Our children don’t know how to cook (unless you count dissolving packets of Maggi in hot water), I’m not great at running the washing machine, I can’t see my daughter-in-law doing the bartans, and as for sweeping and swabbing, the less said the better. Having help has left us free to work from home and offered the freedom to catch up with long-pending tasks, even though we talk more about the things we ought to be doing than doing them. I’m supposed to organise the library, but suffer from book-dust allergy (at least that’s what I’ve told the family); my son is supposed to inventory our collection of antiques and art, but hasn’t got around to it because he’s used to a phalanx of assistants. At office, he grumbles, he would not have to do such menial tasks as entering data. That’s one chore that won’t get started, leave alone finished.
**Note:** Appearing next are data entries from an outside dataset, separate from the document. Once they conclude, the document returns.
PR #297, opened 2026-06-24
docs: add Chinese README translations

kylekkkk61:
## Summary

- Add native Simplified Chinese and Traditional Chinese README translations.
- Link both translations from the English README language selector.
- Preserve the English README's commands, URLs, structure, and benchmark claims.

Our friends, on the other hand, are showing remarkable zeal. Some are organising food kitchens for the poor; others for strays and other animals. They’re setting up collecting points for medicines and clothes; organising deliveries or cooked food for elderly neighbours; and generally being sanctimoni­ous to a fault. Some have managed to catch up with filing photograph­s chronologi­cally. Others are shooting videos on how to do yoga, stay fit, stitch, knit or cook, sharing them liberally over social platforms. It’s enough to make you sick and unlike them.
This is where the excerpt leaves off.